Informations complémentaires :

Si ces 10 dernières années la France avait tenu sa promesse de dédier 0,7% de son Revenu National Brut (RNB) à la solidarité internationale, ce sont 65 milliards d’euros supplémentaires qui auraient été mobilisés pour appuyer les pays en voie de développement, et notamment garantir l’accès aux soins de santé de 750 millions de personnes.

La hausse de l’APD française s’explique notamment par une importante hausse des volumes d’APD en soutien aux instruments du secteur privé et aussi un pic des frais d’accueil des réfugiés. Sur ce dernier point, nous enregistrons une hausse de plus de 45%, les frais d’accueil des réfugiés représentant désormais près de 10% de l’APD française.

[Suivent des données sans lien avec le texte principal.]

PR #18833, opened 2025-05-10
fix(suite-native): Device setting: fixing various issues related to navigation behaviour

### LINKED ISSUE #16510: Unable to connect device after failed fw update
**Describe the bug**
If I fail the fw update and go back to dashboard and try to reconnect the device (or connect any other device) I get stuck on the screen provided on the screenshot. This device have to have the "view only" disabled.

**Info:**

-   Mobile Suite Version: 25.1.2 baf7c4f
-   OS: Android

**How to reproduce**

1. connect device
2. try to do fw update
3. disconnect the device during the update
4. you get the fail screen
5. go back to dashboard
6. connect any device that is not remembered in your view only (even the one you just disconnected)
7. it fails on the screen below

**Screenshots**

Image

BrantalikP:
## Description

- Fix back navigation on the PIN screen
- Fix back navigation behavior when going back from the firmware update screen while the device is disconnected
- Forget temporarily remembered device if leaving fw screen without connected device
- Reset firmwareRunning state on screen unmount
- Fix cancel action for T1 on pin Screen

## Related Issue

Resolve https://github.com/trezor/trezor-suite/issues/16510

## Screenshots:

FW issue:

https://github.com/user-attachments/assets/e44024b5-6019-4634-8a50-7ab1929b6242

FW: temporary remembered device issue

https://github.com/user-attachments/assets/474417b4-de12-44c8-a5c7-cf626fb56b85

Pin issue

https://github.com/user-attachments/assets/e0d6a534-7b8e-45c5-9ac3-06d91f1fa640

🔍🖥️ **Suite native android test results:** [View in Currents](https://app.currents.dev/projects/iUe1Y4/runs?branch=fix/native/unable-to-connect-after-failed-fw-update&lookback=7)

### DIFF
--- a/suite-native/device/src/hooks/usePinAction.tsx
+++ b/suite-native/device/src/hooks/usePinAction.tsx
@@ -110,15 +110,21 @@ export const usePinAction = ({ type, onSuccess }: PinActionProps) => {
             onSuccess();
         } else {
             const errorCode = payload.code;
-            if (errorCode === 'Failure_ActionCancelled' || errorCode === 'Failure_PinCancelled') {
+            if (
+                errorCode === 'Failure_ActionCancelled' ||
+                errorCode === 'Failure_PinCancelled' ||
+                errorCode === 'Method_Interrupted'
+            ) {
                 showError(canceledMessageKey, handlePinAction);
             } else if (errorCode === 'Failure_PinInvalid') {
                 showError('moduleDeviceSettings.pinProtection.errors.pinInvalid', handlePinAction);
             } else if (errorCode === 'Failure_PinMismatch') {
                 showError('moduleDeviceSettings.pinProtection.errors.pinMismatch', handlePinAction);
+            } else {
+                navigation.goBack();
             }
         }
-    }, [device, dispatch, onSuccess, showError, showSuccess, type]);
+    }, [device, dispatch, navigation, onSuccess, showError, showSuccess, type]);
 
     useEffect(() => {
         if (isDeviceConnected) handlePinAction();
--- a/suite-native/module-device-settings/src/hooks/useDeviceConnectionGuard.ts
+++ b/suite-native/module-device-settings/src/hooks/useDeviceConnectionGuard.ts
@@ -1,7 +1,7 @@
-import { useCallback, useEffect } from 'react';
+import { useCallback } from 'react';
 import { useSelector } from 'react-redux';
 
-import { useNavigation } from '@react-navigation/native';
+import { useFocusEffect, useNavigation } from '@react-navigation/native';
 
 import { selectIsDeviceConnected } from '@suite-common/wallet-core';
 import {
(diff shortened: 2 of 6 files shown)


suite-native/module-device-settings/src/hooks/useDeviceConnectionGuard.ts
```diff
@@ -36,10 +36,9 @@ export const useDeviceConnectionGuard = () => {
         });
     }, [navigation]);
 
-    useEffect(() => {
+    useFocusEffect(() => {
         if (!isDeviceConnected) return redirectToConnectAndUnlockScreen();
```
yanascz, line 40: Could we change to this?
```suggestion
        if (isDeviceConnected) {
            redirectToConnectAndUnlockScreen();
        }
```

matejkriz: This needs to be wrapped in `useCallback`, otherwise it would re-run on each re-render, right?

BrantalikP: oh, ok I did not know you must do that! Thanks! https://github.com/trezor/trezor-suite/pull/18833/commits/eefc580074247931316e18b567fcb19a7cd00a1d

suite-native/device/src/hooks/usePinAction.tsx
```diff
@@ -110,15 +110,21 @@ export const usePinAction = ({ type, onSuccess }: PinActionProps) => {
             onSuccess();
         } else {
             const errorCode = payload.code;
-            if (errorCode === 'Failure_ActionCancelled' || errorCode === 'Failure_PinCancelled') {
+            if (
+                errorCode === 'Failure_ActionCancelled' ||
+                errorCode === 'Failure_PinCancelled' ||
+                errorCode === 'Method_Interrupted'
+            ) {
                 showError(canceledMessageKey, handlePinAction);
```
matejkriz, line 118: Nitpick: canceled message says "has been canceled on your Trezor" but it doesn't have to be true (it appears if you cancel from the app too...). I would just remove the part "on your Trezor" from all the cancelled messages, but we can do it in next PR together with handling GO_BACK navigation on PIN screens.

BrantalikP: Yeah, this also could actually be an enhancement from @trezor/suite-connect  to be able to differentiate between a cancel action from the app and from the Trezor. 🤔?

martykan: `Method_Interrupted` or `Method_Cancel` are the ones coming from the app

matejkriz: I believe we can handle it but I don't believe it's worth it here...

BrantalikP: When I tried to debug it it showed the same message, regardless the origin.
So maybe the `pin cancel ` action is throwing a wrong msg?
 btw: https://github.com/trezor/trezor-suite/pull/18833/commits/ceec45ed9bc113ea1be1b0d2293700142423a2fe

matejkriz (approved):
I wasn't able to break it 😮 👏 Next time it would be great to have those commits separated in multiple PRs so we can merge them sooner 🙏

suite-native/device/src/hooks/usePinAction.tsx
BrantalikP: only T1 trhows `Method_Interrupted` thats why we needed the "fix"

STew790:
**QA OK**
Issues have been fixed and I also wasn't able to fix it. The linked issue was commented separately.

**Info**
25.6.2 02d301e

PR #18896, opened 2025-05-13
ci: include tags from private in FW releases check

Lemonexe:

### DIFF
--- a/packages/connect-common/scripts/check-firmware-revisions.sh
+++ b/packages/connect-common/scripts/check-firmware-revisions.sh
@@ -36,17 +36,21 @@ git fetch origin
 git checkout "$BRANCH"
 git reset "origin/$BRANCH" --hard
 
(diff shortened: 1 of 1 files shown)


packages/connect-common/scripts/check-firmware-revisions.sh
```diff
@@ -36,17 +36,21 @@ git fetch origin
 git checkout "$BRANCH"
 git reset "origin/$BRANCH" --hard
 
+# add private repository if it does not exist, or suppress error output (idempotent)
+git remote add private git@github.com:trezor/trezor-firmware-private.git >/dev/null 2>&1 || true
+git fetch --tags private
```
Lemonexe, line 41: :bulb:  it is enough to fetch tags, no need to be checked out on the branch.
Because `git tag --points-at` reads all locally present tags, not just those that point to commits on current branch.

PR #18900, opened 2025-05-13
chore(suite-native): remove device onboarding feature flag

PeKne:
## Description
- removes Feature flag for device onboarding
- enables message system to toggle device onboarding flow on mobile

## Related Issue

Resolve #16295 

🔍🖥️ **Suite web test results:** [View in Currents](https://app.currents.dev/projects/Og0NOQ/runs?branch=chore/native/remove-device-onboarding-ff&lookback=7)

🔍🖥️ **Suite desktop test results:** [View in Currents](https://app.currents.dev/projects/4ytF0E/runs?branch=chore/native/remove-device-onboarding-ff&lookback=7)

🔍🖥️ **Suite native android test results:** [View in Currents](https://app.currents.dev/projects/iUe1Y4/runs?branch=chore/native/remove-device-onboarding-ff&lookback=7)

PR #18915, opened 2025-05-13
feat(suite-native): Mobile Trade: Allow buy by default

jbazant:
## Description

Allow mobile trade buy. 🎉 

## Related Issue

Resolve 

## Screenshots:

🔍🖥️ **Suite native android test results:** [View in Currents](https://app.currents.dev/projects/iUe1Y4/runs?branch=mobile-trade-allow-buy-ff&lookback=7)

### DIFF
--- a/suite-native/app/src/navigation/__tests__/AppTabNavigator.comp.test.tsx
+++ b/suite-native/app/src/navigation/__tests__/AppTabNavigator.comp.test.tsx
@@ -1,5 +1,10 @@
 import { FeatureFlag, featureFlagsInitialState } from '@suite-native/feature-flags';
-import { PreloadedState, fireEvent, renderWithStoreProviderAsync } from '@suite-native/test-utils';
+import {
+    PreloadedState,
+    act,
+    fireEvent,
+    renderWithStoreProviderAsync,
+} from '@suite-native/test-utils';
 
 import { AppTabNavigator } from '../AppTabNavigator';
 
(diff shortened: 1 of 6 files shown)


suite-native/feature-flags/src/featureFlagsSlice.ts
```diff
@@ -38,7 +38,8 @@ export const featureFlagsInitialState: FeatureFlagsState = {
         process.env.EXPO_PUBLIC_FF_IS_MODEL_T_DEVICE_ONBOARDING_ENABLED === 'true',
     [FeatureFlag.IsWalletConnectEnabled]:
         process.env.EXPO_PUBLIC_FF_IS_WALLET_CONNECT_ENABLED === 'true',
-    [FeatureFlag.IsTradingBuyEnabled]: process.env.EXPO_PUBLIC_FF_IS_TRADING_BUY_ENABLED === 'true',
+    [FeatureFlag.IsTradingBuyEnabled]:
+        process.env.EXPO_PUBLIC_FF_IS_TRADING_BUY_ENABLED !== 'false',
```
PeKne, line 42: This do not seems to be correct. Now if you would set `EXPO_PUBLIC_FF_IS_TRADING_BUY_ENABLED=true`, the feature will be turned off, because 'true' is not equal to 'false'.

PeKne:
What about adding the buy feature to the message system config so it can be turned of in case that there is some critical bug found? We decided to do so for device onboarding (https://github.com/trezor/trezor-suite/pull/18900) since it is a quite a big feature as well. Just my two sats.

vytick (changes requested):
I think we should just change 
`selectIsFeatureEnabled(state, Feature.trading.buy, false);`
to
`selectIsFeatureEnabled(state, Feature.trading.buy, true);`

and leave local feature flag as is to keep possibility to enable it locally in case we disable it remotely. Sorrz for not being clear when we discussed this on slack. 🙏

vytick (approved):
works nicely 👌 
Nice improvement on tests 👍

vytick:
@trezor/qa Trade Buy should now be enabled by default for mobile app

Ondra-Zik:
**QA OK**

Trade is now visible without the flag.

Build: c274554

PR #18976, opened 2025-05-15
fix(suite-native): better handling of cancellation of device auth check on the device

### LINKED ISSUE #18980: Onboarding - reconnecting when the authenticity check is going on results in immediate authenticity check
**Describe the bug**
If I disconnect the device when I am prompted to do the DAC in the onboarding, I can see the authenticity check on the device right when I connect it to the phone instead of when being prompted to do in the onboarding.

**Info:**

- Mobile Suite Version: 25.5.1 https://github.com/trezor/trezor-suite/commit/a25f124ef0cf72da97038d0fcd3d697e5484a485
- OS: name, version

**How to reproduce**

1. Connect device with FW but no seed
2. Start the onboarding
3. Click on "Lets get started"
4. Disconnect the device when being asked to do auth check
5. Connect it again
6. On device I can see the device auth check but on phone there is the "Continue with onboarding" button

**Expected behavior**
I am prompted to do the DAC after reconnecting.

matejkriz:
## Description

The previous implementation restarted the device auth check immediately after cancellation, which resulted in a strange UX (the user cancelled the action, and it was immediately initiated again).
Now, it is only triggered after the user clicks the “Continue setup” button. See the video.

## Related Issue

Resolve https://github.com/trezor/trezor-suite/issues/18980, https://github.com/trezor/trezor-suite/issues/18984

## Screenshots:

https://github.com/user-attachments/assets/ede2947e-7955-40ba-8c87-475c43465e39

🔍🖥️ **Suite native android test results:** [View in Currents](https://app.currents.dev/projects/iUe1Y4/runs?branch=fix/native/device-auth-check-in-onboarding-cancelation&lookback=7)

### DIFF
--- a/suite-native/module-device-onboarding/src/components/DeviceOnboardingScreenWithExitButton.tsx
+++ b/suite-native/module-device-onboarding/src/components/DeviceOnboardingScreenWithExitButton.tsx
@@ -21,9 +21,15 @@ type NavigationProps = StackToStackCompositeNavigationProps<
     RootStackParamList
 >;
 
-const DeviceOnboardingExitButtonScreenHeader = () => {
+type DeviceOnboardingExitButtonScreenHeaderProps = {
+    onAlertContinueButtonPress?: () => void;
+};
+
+const DeviceOnboardingExitButtonScreenHeader = ({
+    onAlertContinueButtonPress,
+}: DeviceOnboardingExitButtonScreenHeaderProps) => {
     const navigation = useNavigation<NavigationProps>();
-    const { handleExitButtonPress } = useExitAlert();
+    const { handleExitButtonPress } = useExitAlert(onAlertContinueButtonPress);
 
     useEffect(() => {
         // Override default navigation GO_BACK action to align it with the exit button behavior.
@@ -40,8 +46,19 @@ const DeviceOnboardingExitButtonScreenHeader = () => {
     return <ScreenHeader closeActionType="close" closeAction={handleExitButtonPress} />;
 };
 
-export const DeviceOnboardingScreenWithExitButton = ({ children, ...screenProps }: ScreenProps) => (
-    <Screen header={<DeviceOnboardingExitButtonScreenHeader />} {...screenProps}>
+export const DeviceOnboardingScreenWithExitButton = ({
+    children,
+    onAlertContinueButtonPress,
+    ...screenProps
+}: ScreenProps & DeviceOnboardingExitButtonScreenHeaderProps) => (
+    <Screen
+        header={
+            <DeviceOnboardingExitButtonScreenHeader
+                onAlertContinueButtonPress={onAlertContinueButtonPress}
+            />
+        }
+        {...screenProps}
+    >
         <Box flex={1} marginTop="sp16">
             {children}
         </Box>
--- a/suite-native/module-device-onboarding/src/hooks/useExitAlert.ts
+++ b/suite-native/module-device-onboarding/src/hooks/useExitAlert.ts
@@ -24,7 +24,7 @@ type NavigationProps = StackToStackCompositeNavigationProps<
     DeviceOnboardingStackRoutes,
     RootStackParamList
 >;
-export const useExitAlert = () => {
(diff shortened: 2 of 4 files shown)


suite-native/module-device-onboarding/src/hooks/useExitAlert.ts
```diff
@@ -24,7 +24,7 @@ type NavigationProps = StackToStackCompositeNavigationProps<
     DeviceOnboardingStackRoutes,
     RootStackParamList
 >;
-export const useExitAlert = () => {
+export const useExitAlert = (handleContinueButtonPress?: () => void) => {
```
PeKne, line 27: nit:  I would prefer `on` prefix since the whole repo follows this convention. (https://medium.com/@master_43681/understanding-and-proper-usage-of-on-and-handle-prefixes-in-react-function-naming-119f0beea400)
```suggestion
export const useExitAlert = (onContinueButtonPress?: () => void) => {
```

suite-native/module-device-onboarding/src/components/DeviceOnboardingScreenWithExitButton.tsx
```diff
@@ -21,9 +21,15 @@ type NavigationProps = StackToStackCompositeNavigationProps<
     RootStackParamList
 >;
 
-const DeviceOnboardingExitButtonScreenHeader = () => {
+type DeviceOnboardingExitButtonScreenHeaderProps = {
+    onContinueButtonPress?: () => void;
```
PeKne: nit:
```suggestion
    onAlertContinueButtonPress?: () => void;
```
since the component is not containing only the `Alert`, more descriptive naming seems useful to me.

suite-native/module-device-onboarding/src/screens/DeviceAuthenticityScreen.tsx
```diff
@@ -14,37 +14,36 @@ import { DeviceOnboardingScreenWithExitButton } from '../components/DeviceOnboar
...
-            setIsCheckActive(false);
-        }
-    }, [hasSoftError]);
-
-    useEffect(() => {
-        if (!isCheckActive) {
-            setIsCheckActive(true);
+    // Called automatically on first focus
+    const startCheckDeviceAuthenticityOnFocus = useCallback(() => {
+        if (!hasCheckedOnFocusRef.current) {
```
PeKne: What about using useEffect with `[]` empty dependencies array instead of `useFocusEffect`? Then this function will be triggered only once during the initial render and the `ref` won't be needed. https://infinitejs.com/posts/mastering-useeffect-avoid-dependencies

PeKne (commented):
have one question and two naming nits (feel free to resolve those)

suite-native/module-device-onboarding/src/hooks/useExitAlert.ts
matejkriz: But inside useExitAlert, it is a handler, it's not a named property of the hook, so I believe it follows the convention you've linked.

suite-native/module-device-onboarding/src/screens/DeviceAuthenticityScreen.tsx
matejkriz: It looks like I'm overcomplicating this, I'll think about it twice.

suite-native/module-device-onboarding/src/components/DeviceOnboardingScreenWithExitButton.tsx
matejkriz: 27c740d902bfe3dc997f1e3b08838144de2b32db

suite-native/module-device-onboarding/src/screens/DeviceAuthenticityScreen.tsx
matejkriz: rebased because I rewrite the original commit almost completely, please check the current state after rebase 🙏

PeKne (approved):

L’Agence française de développement a annoncé la semaine dernière mobiliser 1,2 milliards d’euros en appui aux systèmes de santé en Afrique pour faire face au coronavirus, cependant cette somme n’est pas de l’argent frais mais la réorientation de financements existants. Pire, à peine 150 millions se feraient sous forme de dons, le reste correspondant à des prêts à hauteur d’1 milliard d’euros, alimentant encore plus l’endettement de ces pays. Aujourd’hui les encours de créance de la France sur des Etats étrangers sont à 60% issus de prêts d’APD. Voir : https://www.oxfamfrance.org/communiques-de-presse/coronavirus-la-france-ne-doit-pas-endetter-encore-plus-les-pays-pauvres/

La Conférence des Nations unies sur le commerce et le développement (CNUCED) a estimé les besoins face au COVID-19 pour les pays en voie de développement à 2 500 milliards, dont 1 000 milliards à financer par de l’annulation de dettes, 1 000 milliards par l’émission de droits de tirage spéciaux par le FMI, et 500 milliards par de l’aide au développement supplémentaire : https://unctad.org/en/pages/newsdetails.aspx?OriginalVersionID=2315

La méthodologie utilisée par Oxfam pour calculer la quote-part équitable des pays riches dans l’aide à apporter au coronavirus est basée sur le Revenu National Brut (RNB) de chaque bailleur. Les membres du Comité d’aide au développement (CAD) de l’OCDE représentent 58,52% du RNB mondial, donc leur quote-part équitable collective de quelconque appel international aux dons est de 58,52%. La quote-part équitable de chaque membre du CAD correspond à leur RNB divisé par le RNB collectif du CAD et multiplié par la quote-part équitable du CAD.